Mutagenesis studies of the membrane desaturase rat D6D, which does not presently have a determined structure, indicated eight tunnel residues that contribute to substrate specificity, including Trp, Gln, and Ser residues [26]. As these residues contribute to substrate specificity, they have been proposed to be near the binding tunnel entrance. However, due to the low identity and differing substrates between rat D6D and human D9D, it is not possible to assert whether or not the rat D6D’s Trp, Gln, and Ser residues are equivalent, structurally and functionally, to the Trp, Gln, and Thr described in the present work on human D9D.

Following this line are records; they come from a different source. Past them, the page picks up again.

PR #1335, opened 2024-05-01
 [Bug] Error happens when not completely removing an advanced search filter

roseeichelmann:
## Associated issues
Closes https://github.com/cityofaustin/atd-data-tech/issues/16889

I addressed the bug and also added a few other improvements. Previously when you deleted a filter it would update the URL search params before you hit apply. Now the URL search params are only updated once you click apply. I also made it so that when you edit filters and dont apply your changes, close out of advanced search, and open again, ur unsaved changes are not persisted which is what users said they would expect. 

## Testing
**URL to test:** 

https://deploy-preview-1335--atd-moped-main.netlify.app/moped/projects

**Steps to test:**
1. Open the advanced search. See that the Search button now says Apply.
2. Create a filter, add an operator and value and hit apply. Open up advanced search again. Clear out the Field part of the filter and exit out of the advanced search without clicking Apply. You should not get an error anymore and when you open it again your unapplied change should not persist. Also the URL search params should not change until you click Apply.
3. Test changing the value of the filter and exiting out without applying, open up advanced search, the unapplied changes should not persist.
4. Test adding multiple filters, deleting some, exiting out without applying, other times with applying.
5. Now when you click the Reset button it will clear the URL search params as well. Before it would delete all the filters/search and update the search results, but the URL would still have the old search params.

---
#### Ship list
- [ ] Code reviewed 

### DIFF
--- a/moped-editor/src/components/GridTable/Filters.js
+++ b/moped-editor/src/components/GridTable/Filters.js
@@ -115,6 +115,8 @@ const Filters = ({
   resetSimpleSearch,
   isOr,
   setIsOr,
+  searchParams,
+  setSearchParams,
 }) => {
   /**
    * The styling of the search bar
@@ -122,7 +124,6 @@ const Filters = ({
    * @default
    */
   const classes = useStyles();
-  let [, setSearchParams] = useSearchParams();
 
   const { loading, error, data } = useQuery(LOOKUP_TABLES_QUERY);
 
@@ -283,10 +284,8 @@ const Filters = ({
     setSearchParams((prevSearchParams) => {
       prevSearchParams.delete(advancedSearchFilterParamName);
       prevSearchParams.delete(advancedSearchIsOrParamName);
-
       return prevSearchParams;
     });
-
     resetSimpleSearch();
   };
 
--- a/moped-editor/src/components/GridTable/Filters.js
+++ b/moped-editor/src/components/GridTable/Filters.js
@@ -1,4 +1,4 @@
-import React, { useCallback, useState, useMemo } from "react";
+import React, { useState, useMemo } from "react";
 import { useSearchParams } from "react-router-dom";
 import PropTypes from "prop-types";
 import { useQuery } from "@apollo/client";
@@ -108,14 +108,12 @@ const useStyles = makeStyles((theme) => ({
  * @constructor
  */
 const Filters = ({
-  filters,
   setFilters,
   handleAdvancedSearchClose,
   filtersConfig,
   resetSimpleSearch,
   isOr,
   setIsOr,
-  searchParams,
   setSearchParams,
 }) => {
   /**
@@ -129,14 +127,24 @@ const Filters = ({
 
   if (error) console.error(error);
 
+  let [searchParams] = useSearchParams();
+
   /* Consume existing filters or start with an empty filter if none exist */
   const initialFilterParameters = useMemo(() => {
-    if (filters.length > 0) {
-      return filters;
-    } else {
-      return [generateEmptyFilter()];
+    if (Array.from(searchParams).length > 0) {
+      const filterSearchParams = searchParams.get(
+        advancedSearchFilterParamName
+      );
+      if (filterSearchParams === null) return [];
+
+      try {
+        return JSON.parse(filterSearchParams);
+      } catch {
+        return [];
+      }
     }
-  }, [filters]);
+    return [];
+  }, [searchParams]);
 
   /**
    * The current local filter parameters so that we can store updated filters and
@@ -148,7 +156,6 @@ const Filters = ({
   const [filterParameters, setFilterParameters] = useState(
     initialFilterParameters
   );
-  const [searchParameters, setSearchParameters] = useState();
 
   /* Track toggle value so we update the query value in handleApplyButtonClick */
   const [isOrToggleValue, setIsOrToggleValue] = useState(isOr);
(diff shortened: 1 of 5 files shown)


moped-editor/src/components/GridTable/Filters.js
```diff
@@ -122,24 +121,21 @@ const Filters = ({
...
-      return filters;
-    } else {
-      return [generateEmptyFilter()];
-    }
-  }, [filters]);
+  /* Consume existing URL search params or start with an empty filter if none exist */
+  const initialFilterParameters = useMakeFilterState(
+    searchParams,
+    advancedSearchFilterParamName
+  );
```
roseeichelmann, line 134: this keeps advanced search filter changes from persisting when the user exits out without applying. now when this component renders it is pulling from the URL search params initially

moped-editor/src/components/GridTable/Filters.js
```diff
@@ -235,25 +231,9 @@ const Filters = ({
...
 
-    if (remainingFiltersCount === 0) {
-      /* Clear search params since we have no advanced filters */
-      setSearchParams((prevSearchParams) => {
-        prevSearchParams.delete(advancedSearchFilterParamName);
-        prevSearchParams.delete(advancedSearchIsOrParamName);
-
-        return prevSearchParams;
-      });
-    } else if (remainingFiltersCount === 1) {
```
roseeichelmann, line 246: we shouldnt be making any changes to the URL search params when a filter is deleted. the URL should only be updated once the Apply button is clicked.

moped-editor/src/components/GridTable/Filters.js
```diff
@@ -274,19 +255,17 @@ const Filters = ({
   /**
    * Reset search box and advanced filters
    */
-  const handleResetFilters = useCallback(() => {
```
roseeichelmann, line 277: i dont think this needs a `useCallback` anymore, previous this function was called within a `useEffect` but now its not

moped-editor/src/components/GridTable/Filters.js
```diff
@@ -108,38 +108,35 @@ const useStyles = makeStyles((theme) => ({
...
 const Filters = ({
-  filters,
   setFilters,
   handleAdvancedSearchClose,
   filtersConfig,
   resetSimpleSearch,
   isOr,
   setIsOr,
+  searchParams,
+  setSearchParams,
```
roseeichelmann, line 118: im not sure exactly why but sharing these with the Search parent component and passing them down from there fixed some issues with the URL search params not clearing on Reset button click

moped-editor/src/components/GridTable/Filters.js
```diff
@@ -305,6 +285,13 @@ const Filters = ({
       setIsOr(isOrToggleValue);
       setFilters(filterParameters);
     } else {
+      /* Clear search params since we have no advanced filters */
+      setSearchParams((prevSearchParams) => {
+        prevSearchParams.delete(advancedSearchFilterParamName);
+        prevSearchParams.delete(advancedSearchIsOrParamName);
+
+        return prevSearchParams;
+      });
```
roseeichelmann, line 294: here, after the user clicks apply, is where we should clear the URL search params if the filters were deleted

moped-editor/src/components/GridTable/helpers.js
```diff
@@ -136,3 +137,29 @@ export const getDefaultOperator = (filterConfigForField) => {
...
+/**
+ * If filter exists in url, get the values and try to parse them
+ * Used to initialize filter state
+ * @param {Object} searchParams - The URL search parameters
+ * @param {String} advancedSearchFilterParamName
+ * @return {Object}
+ */
+export const useMakeFilterState = (
+  searchParams,
+  advancedSearchFilterParamName
```
mddilley, line 150: Small thing that jumped out at me with this `advancedSearchFilterParamName` param is that I kept mixing this up with the specific const that stores the `filters` string used in the url. Maybe naming it something more general could work or maybe it is just my brain 🙃

I also realize that it is only used for that specific search param so maybe it doesn't really matter at all!

mddilley (changes requested):
This is amazing, Rose! This feels so much better and made me realize how confusing some of the existing behavior can be. I stepped through a bunch of filter combos (simple, advanced, and/or) locally, and all of this looks ✨. I added a comment about a small regression that I think should be fixed.

chiaberry:
I agree with @mddilley that we should keep the functionality where a blank filter is automatically included when someone opens the advanced filters. 

I tested with different filters and followed your test steps and I couldnt break it! After that regression is fixed, ill 👍🏼

moped-editor/src/components/GridTable/Filters.js
```diff
@@ -99,47 +99,45 @@ const useStyles = makeStyles((theme) => ({
 
 /**
  * Filter Search Component aka Advanced Search
- * @param {Object} filters - The current filters from useAdvancedSearch hook
  * @param {Function} setFilters - Set the current filters from useAdvancedSearch hook
  * @param {Function} handleAdvancedSearchClose - Used to close the advanced search
  * @param {Object} filtersConfig - The configuration object for the filters
  * @param {Function} resetSimpleSearch - Function to reset the simple search
+ * @param {Object} searchParams - The URL search params
+ * @param {Function} setSearchParams - Function to set the URL search params
```
frankhereford, line 107: Thanks for being diligent and keeping these up to date. I find them easy to miss.

frankhereford (approved):
Thank you Rose. Nothing simple about this code at all, at least not to me. I think this might be a bit bigger than the snackoo label it had!

I've read through your code, and nothing is jumping out at me. Mike's catch on suppressing the 'No filters applied' is very sharp, thank you Mike! Testing out the functionality based on your instructions and poking around with it -- 💯 

Thanks again 🚢 🚢🚢

tillyw (approved):
tested locally and tried a whole variety of states and everything worked as expected! this is a huge improvement and makes a lot more sense to me as a user. i agree it would be nice to have a blank filter appear in the initial state (which would mirror the state you get when you click the 'reset' button). thanks for working through all these different possible states!

roseeichelmann:
@mddilley thanks for catching that regression, you do have a really good eye! just pushed up the fix

amenity (approved):
Really nice! Thanks, @roseeichelmann ✨ 🚢

mddilley (approved):
Amazing! All of this works so well - thanks! 🚢 🙌 🚢

chiaberry (approved):
🚢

4.2. From Inserted Substrate to Product

The combined Substrate model (Table 1a) free energy distribution indicates that when the two paired distances, Gln147-Trp153 and Gln147-Thr261, were simultaneously close, the dihedral about the stearoyl-CoA C9-C10 bond was more likely to be actionable (−60° ± 10°) than when they were further apart. These results contrast with those of the stearoyl-CoA in the Substrate-waterbox model, which consistently stabilized the trans conformation over the negative gauche conformation (Figure 3 and Figure S5). In this way, SCD1 stabilizes the substrate for desaturation. Consistent with the close proximity of Gln147-Trp153 and Gln147-Thr261 observed in the human and murine crystal structures, the Substrate model (Table 1a) results indicate that the most energetically favorable conformation occurred when the residues were within hydrogen bonding distance. On the other hand, the Product model exhibited larger distances between these residues at the ΔG distribution minimum. This geometry, inconsistent with hydrogen bonding, corresponds to an open tunnel shape. Taken together, the substrate:protein and product:protein interactions are substantially different, suggesting a route for substrate-product discrimination related to the positions, Trp153-Gln147-Thr261. (Scheme 1, Steps 3 and 4)

5. Conclusions

The current results describe the dynamics of SCD1 in the apoprotein state, with an interacting CoA headgroup, with bound substrate, and with bound product. This work describes a structure–function relationship characterization of D9D. These findings assist in prioritizing experimentally directed mutagenesis work. A sequence of dynamic events drives the protein:substrate recognition and processing and the release of the substrate. As summarized in Scheme 1, results indicate that, (1) the Apoprotein has a shallow entrance to the tunnel, (2) the CoA headgroup opens the tunnel entrance, (3) hydrogen bonding between Gln147-Trp153 and Gln147-Thr261 contributes to the tunnel kink typical of the Substrate model, and (4) the distance between these three residues in the Product model may aid in product release into the membrane. Furthermore, the CoA headgroup may aid in substrate–product discrimination.